Academic journal article Southern Law Journal

Congress Proposes, the Supreme Court Disposes: Is There Room for Courts to Subvert the Will of Congress after the Adaa Act Broadens the Definition of Disability?

Academic journal article Southern Law Journal

Congress Proposes, the Supreme Court Disposes: Is There Room for Courts to Subvert the Will of Congress after the Adaa Act Broadens the Definition of Disability?

Article excerpt


Congress passed the Americans with Disabilities Act of 1990 (ADA) with broad bipartisan support amid cheers from disability rights groups. As time passed, the Supreme Court handed down several decisions that left those same groups largely dissatisfied.1 To right this perceived wrong, the Americans with Disabilities Act Amendments Act of 2008 (AD AAA)2 was signed by President George W. Bush on September 25, 2008, with an effective date of January 1, 2009. Cases applying the AD AAA are now appearing in lower courts, and it will be interesting to see if all of the federal courts of appeal and the Supreme Court enthusiastically embrace Congress' intent within the AD AAA.

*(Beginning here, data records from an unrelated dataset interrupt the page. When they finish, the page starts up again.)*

PR #398, opened 2019-12-19
Improve Raspberry Pi 4 docs

dennisreimann:
Most of the tutorial is done as root, so the superfluous `sudo` prefix can be omitted. As the repo is also cloned as root, `cd ~pi/btcpayserver-docker` was not correct.


dennisreimann:
There is the switch to root in the disable swap section – we could male this more prominent though.

Kukks:
Yeah we should move it into  a separate part as the swap section implies it is optional

dennisreimann:
Ok, also did some more polishing while I was at it.

Issue #401, opened 2019-12-26
Add info related to IPN field in app


escapedcat:
Explain to people what teh field is for and what you can expect if you add inpyt email-address into  this field. To cover this: https://github.com/btcpayserver/btcpayserver/issues/1222

NicolasDorier:
@escapedcat the only trusted field of the IPN must be "invoiceId".

Because the callback is not authenticated, you should not try to use any other field. Instead you must extract `invoiceId` then fetch the invoice. The other fields are here purely for backward compatibility reason with Bitpay's API.

escapedcat:
Uhm, I am not using this. I wanted to document it because I thought I might want to use it but after [@pavlenex explaination](https://github.com/btcpayserver/btcpayserver/issues/1222#issuecomment-564240989) I didn't want to anymore.  
With the PR I wanted to make clear what this is and what you can expect from it.  
I can add your info to it to make it more clear.  

I now feel this field could also be removed if the purpose or usage is unclear or misleading. @pavlenex [mentioned something similar in his reply](https://github.com/btcpayserver/btcpayserver/issues/1222#issuecomment-564240989).

NicolasDorier:
@escapedcat my apologies I read too fast. I thought you were refering to a field in the json of the IPN. You are right, it is not clear.

escapedcat:
No worries. So will this be there and the documentation maybe helps to explain the prupose or is there a chance that the field will be removed soonish? I can close this. I'm fine with either. Just want to avoid that people might also wonder what this field is about like I did.

NicolasDorier:
I am fine with either, I don't really understand the intention of this field myself. @pavlenex @Kukks

Kukks:
I ack for removing it. It is such a weird feature to have in 2019/2020

pavlenex:
Ok, since we have 4 ACKs for removing this feature, it would be good to close this issue and open a request in the main repository for removing this option from both apps.

PR #402, opened 2019-12-26
feat(faq-apps): add ipn info #401

escapedcat:
This could then be linked with a `?`-icon from the related field.


pavlenex:
Considering [we'll remove this most likely, ](https://github.com/btcpayserver/btcpayserver/issues/1241)I'd close this PR if that's okay with you.

escapedcat:
Yes, makes sense.

Issue #404, opened 2019-12-30
Decision chart for deployment


NicolasDorier:
I am creating a decision chart and I am waiting for some feedback.

![image](https://user-images.githubusercontent.com/3020646/71568614-0a433500-2b0c-11ea-9b46-d563b726cd41.png)

I will apply the lipstick once the content is good enough. @britttttk @pavlenex

NicolasDorier:
There is other alternative to nodlit, but I can't remember names

britttttk:
This is great. It's really good for explaining choices.

NicolasDorier:
This will be added to this page.

https://github.com/btcpayserver/btcpayserver-doc/blob/73ef16b3c916ad8ff9a2d7dd3a60404b56cc48a7/Deployment.md#btcpay-server-deployment

NicolasDorier:
v2

![image](https://user-images.githubusercontent.com/3020646/71569698-509c9200-2b14-11ea-83e5-07bc4e600ab4.png)

britttttk:
ACK

NicolasDorier:
Final version:

![DecisionDiagInstallBTCPayServer](https://user-images.githubusercontent.com/3020646/71572461-98c2b100-2b22-11ea-9278-5a830604d71c.png)

pavlenex:
Nice,I would avoid advertising particular hosts (LunaNode, Hack0, etc) and rather point them out to generic term "Web Deployment", because in future we may have more of these and then it'll be confusing for people.

I also am not sure about first step. First step should point to third-party hosting and then to self-host.

NicolasDorier:
@pavlenex there is no generic Web deployment right now, there is no alternative to LunaNode.

NicolasDorier:
I think we can rewrite those when we actually have generic web deployment and more boxes.

pavlenex:
Well if you are wiling to update it, then okay. Make sure to keep the file in the format that is easy to edit later on.

NicolasDorier:
yeah I commited the visio file

PR #405, opened 2019-12-30
Add a decision diagram to explain deployment possibilities

NicolasDorier:
Close https://github.com/btcpayserver/btcpayserver-doc/issues/404

DecisionDiagInstallBTCPayServer


NicolasDorier:
Fixed the "strenghen" => "strenghens"

NicolasDorier:
@britttttk nop that was visio which exported only the element I was selecting, good catch :p
Should be good now.

PR #415, opened 2020-01-18
Add confirmed invoice status

britttttk:
Add confirmed invoice status to invoices page for issue [#1288](https://github.com/btcpayserver/btcpayserver/issues/1288)

### DIFF
--- a/Invoices.md
+++ b/Invoices.md
@@ -23,7 +23,7 @@ Table below lists and describes common invoice statuses in BTCPay and suggests c
 | New                    | Not paid, invoice timer still has not expired                | None                                                         |
 | Expired                | Not paid, invoice timer expired                              | None                                                         |
 | Paid                   | Paid, but has not received sufficient amount of confirmations specified in the Store Settings | Wait for confirmations (The invoice should become - complete) |
-| Confirmed                   | Paid, confirmed, by reaching the number of confirmations in store settings but has not received the default number (6) of confirmations in BTCPay. (This status is not used for Lightning Network transactions) | Wait for remaining confirmations, or proceed if store settings confirmations is acceptable  |
+| Confirmed***                   | Paid, confirmed, by reaching the number of confirmations in store settings but has not received the default number (6) of confirmations in BTCPay. | Wait for remaining confirmations, or proceed if store settings confirmations is acceptable  |
 | Completed              | Paid, completed, received sufficient amount of confirmations in store | Fulfil the order                                             |
 | Expired (paidPartial)* | Paid, but not in full amount and expired                     | Contact buyer to arrange a refund or ask for them to pay their due. Optionally mark invoice as completed |
 | Paid (Paid Over)       | Paid more than the invoice amount, but has not received sufficient amount of confirmations specified in the Store Settings | Wait for confirmations. The invoice should become - Complete (Paid Over) |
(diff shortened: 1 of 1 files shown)


Transisto:
> Paid, confirmed, by reaching the number of confirmations in store settings but has not received the default number (6) of confirmations in BTCPay.

Where can BTCPAY default of 6 confirmation can be changed?

6 conf. is arbitrary

britttttk:
It’s hard coded value in btcpay. @Transisto

bolatovumar:
@Transisto you can change this setting in your store settings I believe.

britttttk:
I think I may have caused some confusion by calling this value "default number (6) of conf in btcpay" for simplicity, but I can explain more with an example. 

I have store settings set to: 1 Confirmation

In the invoice page example below there are some statuses shown:
1. Paid - Tx has been received by the network and is in the mempool (0 conf in this example)
2. Confirmed - Has at least 1 confirmation (store settings, externally set)
3. Complete - Has received the max tracked confirmations (6, [internally set](https://github.com/btcpayserver/btcpayserver/blob/master/BTCPayServer.Common/BTCPayNetwork.cs#L62))
4. New - Zero payments received yet

image

Once the tx has received the max tracked confirmations, it is no longer monitored by InvoiceWatcher.
So it's not really a default conf value but more like when btcpay stops watching that invoice's status. 

image

@bolatovumar @Transisto So I'm not sure maybe it should be called something else in the table instead of default conf maybe like stop monitoring conf value or something. But you would need to modify the source code to increase it.

Transisto:
5, 6 or 7 confirmation is arbitrary and mean actually nothing to merchants,
therefore having a status change name and color in the UI because of some
backend process is kinda seeking confusion and support requests.

If anything the hardcoded 6 should be jacked up so merchant of high risk
items can set it higher.

bolatovumar:
@Transisto it's only "arbitrary and mean actually nothing to merchants" if the merchant knows nothing about Bitcoin. We assume here that if the merchant is using BTCPay then the merchant knows something about Bitcoin. Having six confirmations on a transaction before it's considered "safe" is a very common practice in Bitcoin which most merchants probably already know about.

I guess one thing that could be done here is allowing merchants to pick how many confirmations they want before the transaction is considered "complete". It would be set to 6 by default (current value) but merchants could update it to any number more than or equal to 1.

Transisto:
I'm aware of the old 6 confirmation meme and think it's sad that it pass as
a substitute for people doing their own risk management. I think a cap of 6
is sufficient but when 3 conf is selected by merchant it's causing
confusion to display an extra status with its own color change. It's not
useful for a merchant to know that the 6 conf hardcoded limitation of the
back end has been reached.

bolatovumar:
@Transisto are you suggesting this additional "six-conf complete" status be removed entirely then?

I can understand that this additional status change may be confusing to some. I guess there are two options here:

* Remove this additional status -- this fixes the issue of potential confusion as there will be no additional status change and therefore nothing that could confuse the merchant

OR

* Explain to the user in the UI what this status is through a tooltip or something of the sort -- this will help reduce confusion by providing an explanation. Also this has an additional benefit of not changing the UI for those merchants who are used to the existing behavior

britttttk:
>Explain to the user in the UI what this status is through a tooltip

Tooltip currently links to [accounting](https://docs.btcpayserver.org/features/accounting). As @bolatovumar mentioned, it would probably be a good idea either way, to add a link to the invoices doc on that page to lead readers to status explanations.

As for the confirmed/completed status change, I suggest to open issue in the main btcpayserver repo to get some more input on why `max tracked confirmations` is used and what it would require to change it.

bolatovumar:
@Transisto it's probably a good idea to open a new issue in the main repo about this as @britttttk mentioned to get some further input on what should be done here if anything

PR #417, opened 2020-01-23
Add Vault.md

### LINKED ISSUE #409: Document BTCPay Vault and HWI in "Connect a wallet"
Connect a wallet should have a BTCPay Vault (or Hardware Wallet) section that will explain step by step how to connect and spend from supported hardware wallets through the Vault.

pavlenex:
Closes #409 
Vault right now is just a separate page, since we'll be doing some UI tweaks in the future, I've yet to think of an appropriate place for this document, since it would require the re-structure of the connect a wallet section and internal wallet section for which I'll open a new issue. 

For now, please review the text for clarity/grammar.


britttttk:
Only comment I have is, that it would be good to somehow indicate to the reader that they do not have to set up their wallet with Vault to spend using Vault. Meaning, users who already have a wallet connected can skip to Step 2 of the article or sth..

pavlenex:
I'm not sure about that one @britttttk. I'd rather them set up a from scratch properly then having to deal with address formats and stuff. With Vault, you have a dropdown menu, select appropriate format which is displayed in a user-friendly way and that's it. I'm afraid people will mess things up if we advise them to do it manually.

This paper presents a historical framework of the continuing tension between legislative intent and the Supreme Court's interpretation in this area of the law. It will examine Congress' latest attempt to restore protection for persons with disabilities by passage of the AD AAA and the likelihood that its intent will be carried out by the Courts.


On June 18, 2001, President Bush signed Executive Order No. 13217, that directed six federal agencies to look for ways to improve the availability of community-based services for qualified individuals with disabilities.3 A report from those agencies was presented to the President on December 21, 200 1.4 Before listing any concrete actions to be taken, the Employment section states an underlying theme of the disability laws: "If people with disabilities are to fully access and be a part of their communities, they must have the opportunity to work. Work is so essential that without it people with disabilities often face isolation and segregation from the very communities in which they wish to participate."5 This position has been a primary idea directing federal policy for decades as demonstrated by Appendix A to the report, Summary of Disability-Related Legislative Initiatives, a nonexhaustive list of some sixty-six federal statutes touching on this area beginning with the National Vocational Rehabilitation Act of 1920.6

III. The Rehabilitation Act of 1973

A milestone was reached in 1973 with the passage of the Rehabilitation Act of 1973 (RA), the predecessor to the ADA. The RA's scope was limited when it came to requiring action from the private sector of the economy. Section 504 of the RA, called Nondiscrimination Under Federal Grants states: "No otherwise qualified handicapped individual in the United States, as defined in section 7(6), shall, solely by reason of his handicap, be excluded from the participation in, be denied the benefits of, or be subjected to discrimination under any program or activity receiving Federal financial assistance."1

The RA was amended in 1974, eliminating most uses of the word handicapped, and replacing them with individual with a disability. That term is virtually identical in the RA and ADA. According to the RA:

Individual with a disability . . . means . . . any person who (i) has a physical or mental impairment which substantially limits one or more of such person's major life activities; (ii) has a record of such an impairment; or (iii) is regarded as having such an impairment.8


As mentioned above, a major drawback of the RA was its limited scope. Section 504 only applied to programs and activities receiving federal financial assistance. The scope was further circumscribed by the Supreme Court's decision in Grove City College v. Belt, which limited the reach to only those parts of a recipient's operation which directly benefitted from that federal assistance, and not the entire organization. Grove City did not specifically involve the RA, rather it dealt with Title IX of the Education Amendments of 1973, which contained the same jurisdictional language as the RA (prohibiting sex discrimination in "any education program or activity receiving Federal financial assistance"). …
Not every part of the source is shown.